● What to produce: The full listing below should be returned without a single change.
★ ★ ★
PR #792, opened 2026-06-02
move to src layout

atravitz:
Tips

Checklist
* [ ] Added a ``news`` entry


.github/workflows/check_for_api_break.yaml
```diff
@@ -26,7 +26,7 @@ jobs:
       id: check
       run: |
         pip install griffe
-        griffe check "gufe" --verbose -a origin/main
+        griffe check "src/gufe" --verbose -a origin/main
```
mikemhenry: Looking at https://mkdocstrings.github.io/griffe/guide/users/checking/#using-git

I think this needs to be:

```suggestion
        griffe check -s "src/gufe" gufe --verbose -a origin/main
```

mikemhenry (changes requested):
We will either want to update the [docs](https://github.com/OpenFreeEnergy/gufe/blob/main/docs/conf.py#L16) with something like `sys.path.insert(0, os.path.abspath("../src"))` or just remove the line since we can just expect the user (we already do this on RTD) to install the package before installing the docs.

atravitz:
> We will either want to update the [docs](https://github.com/OpenFreeEnergy/gufe/blob/main/docs/conf.py#L16) with something like `sys.path.insert(0, os.path.abspath("../src"))` or just remove the line since we can just expect the user (we already do this on RTD) to install the package before installing the docs.

Removed!

mikemhenry (approved):
LGTY!

Issue #750, opened 2026-02-25
RDKIT Pickling Roundtrip Error (but only on MacOS?)


apayne97:
Thanks to @ijpulidos and @chrisiacovella for finding and troubleshooting this.

[2026.02.20_test_failure.ipynb](https://github.com/user-attachments/files/25549804/2026.02.20_test_failure.ipynb)

It manifests as the loss of the names in a LigandNetwork in the edges (but not the nodes?) such that `edge.componentA.name` and `edge.componentB.name` are ''. 

This warning appears: "UserWarning: RDKit does not preserve Mol properties when pickled by default, which may drop e.g. atom charges; consider setting `Chem.SetDefaultPickleProperties(Chem.PropertyPickleOptions.AllProps)`

When we set this property in a few different places in our code, it fixes the bug but only for ubuntu/linux. On MacOS, the warning and error still appear.

The drugforge error is here:
https://github.com/choderalab/drugforge/actions/runs/22386574178/job/64798431670?pr=132

And you can see it passes on Ubuntu here:
https://github.com/choderalab/drugforge/actions/runs/22386574178/job/64798431676?pr=132#step:8:138

On the other hand, if you run this code on MacOS, it works just fine(below)
```
from rdkit import Chem
from rdkit.Chem import Descriptors
import pickle
Chem.SetDefaultPickleProperties(Chem.PropertyPickleOptions.AllProps)

smiles = "CN1C=NC2=C1C(=O)N(C(=O)N2C)C"
mol = Chem.MolFromSmiles(smiles)

mol.SetProp("_Name", "Caffeine")
mol.SetProp("Source", "Coffee Beans")
mol.SetProp("MolecularWeight", f"{Descriptors.MolWt(mol):.2f}")

# Pickle the molecule
pickled_mol = pickle.dumps(mol)

print(f"Molecule '{mol.GetProp('_Name')}' has been pickled.")
print(f"Pickle size: {len(pickled_mol)} bytes")

# Unpickle to demonstrate data persistence
new_mol = pickle.loads(pickled_mol)
print(f"\nRecovered Name: {new_mol.GetProp('_Name')}")
print(f"Recovered MW: {new_mol.GetProp('MolecularWeight')}")
```
This suggests there's a way that `Chem.SetDefaultPickleProperties(Chem.PropertyPickleOptions.AllProps)` is not persisting through the code but only for MacOS.

[...]

PR #795, opened 2026-06-04
Make sure to save rdkit props when pickling happens

mikemhenry:
related to https://github.com/OpenFreeEnergy/gufe/issues/750

Tips

Checklist
* [ ] Added a ``news`` entry


gufe/tests/test_smallmoleculecomponent.py
```diff
@@ -461,6 +462,39 @@ def test_prop_preservation(ethane, target, dtype):
...
+            lambda smc: SmallMoleculeComponent.from_dict(smc.to_dict()),
+            id="dict",
+        ),
+        pytest.param(
+            lambda smc: SmallMoleculeComponent.from_msgpack(content=smc.to_msgpack()),
+            id="msgpack",
+        ),
+    ],
+)
+def test_equality_after_round_trip(roundtrip):
```
atravitz: can this be generalized and live in [ExplicitMoleculeComponentMixin](https://github.com/OpenFreeEnergy/gufe/blob/8f5dfa03fe44e6d47ed7004d81149b2cd40986ae/gufe/tests/test_explicitmoleculecomponent.py#L4) so that ProteinComponents and any future subclasses are tested?

I'm noting the existing pickling test there, and that `assert smc is new_smc` will pass for `msgpack` and `dict` but *not* `pickle`, which might be something we need to include in docs.

mikemhenry:
I think two main things to talk about at our gufe meeting:

If anyone has been using pickle to save these components, then this will break loading them back in. I'm fine with this since they just need to use an older version of gufe to load them and then re-save them as a dict or message pack. Also we have never encouraged people to use pickle as a storage method so it isn't a use case we really support.

Another idea I had is, should this live up "higher" in our object inheritance hierarchy?

gufe/tests/test_smallmoleculecomponent.py
```diff
@@ -461,6 +462,39 @@ def test_prop_preservation(ethane, target, dtype):
...
+    Chem.AllChem.Compute2DCoords(mol)
+    mol.SetProp("_Name", "ethane")
+
+    smc = SmallMoleculeComponent(rdkit=mol)
+
+    new_smc = roundtrip(smc)
+
+    assert new_smc == smc
+
+    new_mol = new_smc.to_rdkit()
```
atravitz:
```suggestion
    new_mol = new_smc.to_rdkit()
    smc.to_rdkit() != new_smc.to_rdkit()
```

we discussed this and I think it's expected, but adding it in the test might be good to document this as expected behavior.

atravitz: offline @mikemhenry and I agreed this isn't necessary.

mikemhenry:
FYI this test does work to fix the issue on osx, see https://github.com/OpenFreeEnergy/openfe/pull/1861

mikemhenry:
So these tests will slow things down a bit with all the to/from
`24 passed, 916 deselected in 85.54s (0:01:25)`

I can combine the equality check + the name check into one test to speed things up

mikemhenry:
But first I want to see if things all pass after I re-worked the tests (and want to make sure other perts of the testing suite are unaffected).

mikemhenry:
★ ★ ★
● Task result:
PR #792, opened 2026-06-02
move to src layout

atravitz:
Tips

Checklist
* [ ] Added a ``news`` entry


.github/workflows/check_for_api_break.yaml
```diff
@@ -26,7 +26,7 @@ jobs:
       id: check
       run: |
         pip install griffe
-        griffe check "gufe" --verbose -a origin/main
+        griffe check "src/gufe" --verbose -a origin/main
```
mikemhenry: Looking at https://mkdocstrings.github.io/griffe/guide/users/checking/#using-git

I think this needs to be:

```suggestion
        griffe check -s "src/gufe" gufe --verbose -a origin/main
```

mikemhenry (changes requested):
We will either want to update the [docs](https://github.com/OpenFreeEnergy/gufe/blob/main/docs/conf.py#L16) with something like `sys.path.insert(0, os.path.abspath("../src"))` or just remove the line since we can just expect the user (we already do this on RTD) to install the package before installing the docs.

atravitz:
> We will either want to update the [docs](https://github.com/OpenFreeEnergy/gufe/blob/main/docs/conf.py#L16) with something like `sys.path.insert(0, os.path.abspath("../src"))` or just remove the line since we can just expect the user (we already do this on RTD) to install the package before installing the docs.

Removed!

mikemhenry (approved):
LGTY!

Issue #750, opened 2026-02-25
RDKIT Pickling Roundtrip Error (but only on MacOS?)


apayne97:
Thanks to @ijpulidos and @chrisiacovella for finding and troubleshooting this.

[2026.02.20_test_failure.ipynb](https://github.com/user-attachments/files/25549804/2026.02.20_test_failure.ipynb)

It manifests as the loss of the names in a LigandNetwork in the edges (but not the nodes?) such that `edge.componentA.name` and `edge.componentB.name` are ''. 

This warning appears: "UserWarning: RDKit does not preserve Mol properties when pickled by default, which may drop e.g. atom charges; consider setting `Chem.SetDefaultPickleProperties(Chem.PropertyPickleOptions.AllProps)`

When we set this property in a few different places in our code, it fixes the bug but only for ubuntu/linux. On MacOS, the warning and error still appear.

The drugforge error is here:
https://github.com/choderalab/drugforge/actions/runs/22386574178/job/64798431670?pr=132

And you can see it passes on Ubuntu here:
https://github.com/choderalab/drugforge/actions/runs/22386574178/job/64798431676?pr=132#step:8:138

On the other hand, if you run this code on MacOS, it works just fine(below)
```
from rdkit import Chem
from rdkit.Chem import Descriptors
import pickle
Chem.SetDefaultPickleProperties(Chem.PropertyPickleOptions.AllProps)

smiles = "CN1C=NC2=C1C(=O)N(C(=O)N2C)C"
mol = Chem.MolFromSmiles(smiles)

mol.SetProp("_Name", "Caffeine")
mol.SetProp("Source", "Coffee Beans")
mol.SetProp("MolecularWeight", f"{Descriptors.MolWt(mol):.2f}")

# Pickle the molecule
pickled_mol = pickle.dumps(mol)

print(f"Molecule '{mol.GetProp('_Name')}' has been pickled.")
print(f"Pickle size: {len(pickled_mol)} bytes")

# Unpickle to demonstrate data persistence
new_mol = pickle.loads(pickled_mol)
print(f"\nRecovered Name: {new_mol.GetProp('_Name')}")
print(f"Recovered MW: {new_mol.GetProp('MolecularWeight')}")
```
This suggests there's a way that `Chem.SetDefaultPickleProperties(Chem.PropertyPickleOptions.AllProps)` is not persisting through the code but only for MacOS.

[...]

PR #795, opened 2026-06-04
Make sure to save rdkit props when pickling happens

mikemhenry:
related to https://github.com/OpenFreeEnergy/gufe/issues/750

Tips

Checklist
* [ ] Added a ``news`` entry


gufe/tests/test_smallmoleculecomponent.py
```diff
@@ -461,6 +462,39 @@ def test_prop_preservation(ethane, target, dtype):
...
+            lambda smc: SmallMoleculeComponent.from_dict(smc.to_dict()),
+            id="dict",
+        ),
+        pytest.param(
+            lambda smc: SmallMoleculeComponent.from_msgpack(content=smc.to_msgpack()),
+            id="msgpack",
+        ),
+    ],
+)
+def test_equality_after_round_trip(roundtrip):
```
atravitz: can this be generalized and live in [ExplicitMoleculeComponentMixin](https://github.com/OpenFreeEnergy/gufe/blob/8f5dfa03fe44e6d47ed7004d81149b2cd40986ae/gufe/tests/test_explicitmoleculecomponent.py#L4) so that ProteinComponents and any future subclasses are tested?

I'm noting the existing pickling test there, and that `assert smc is new_smc` will pass for `msgpack` and `dict` but *not* `pickle`, which might be something we need to include in docs.

mikemhenry:
I think two main things to talk about at our gufe meeting:

If anyone has been using pickle to save these components, then this will break loading them back in. I'm fine with this since they just need to use an older version of gufe to load them and then re-save them as a dict or message pack. Also we have never encouraged people to use pickle as a storage method so it isn't a use case we really support.

Another idea I had is, should this live up "higher" in our object inheritance hierarchy?

gufe/tests/test_smallmoleculecomponent.py
```diff
@@ -461,6 +462,39 @@ def test_prop_preservation(ethane, target, dtype):
...
+    Chem.AllChem.Compute2DCoords(mol)
+    mol.SetProp("_Name", "ethane")
+
+    smc = SmallMoleculeComponent(rdkit=mol)
+
+    new_smc = roundtrip(smc)
+
+    assert new_smc == smc
+
+    new_mol = new_smc.to_rdkit()
```
atravitz:
```suggestion
    new_mol = new_smc.to_rdkit()
    smc.to_rdkit() != new_smc.to_rdkit()
```

we discussed this and I think it's expected, but adding it in the test might be good to document this as expected behavior.

atravitz: offline @mikemhenry and I agreed this isn't necessary.

mikemhenry:
FYI this test does work to fix the issue on osx, see https://github.com/OpenFreeEnergy/openfe/pull/1861

mikemhenry:
So these tests will slow things down a bit with all the to/from
`24 passed, 916 deselected in 85.54s (0:01:25)`

I can combine the equality check + the name check into one test to speed things up

mikemhenry:
But first I want to see if things all pass after I re-worked the tests (and want to make sure other perts of the testing suite are unaffected).

mikemhenry:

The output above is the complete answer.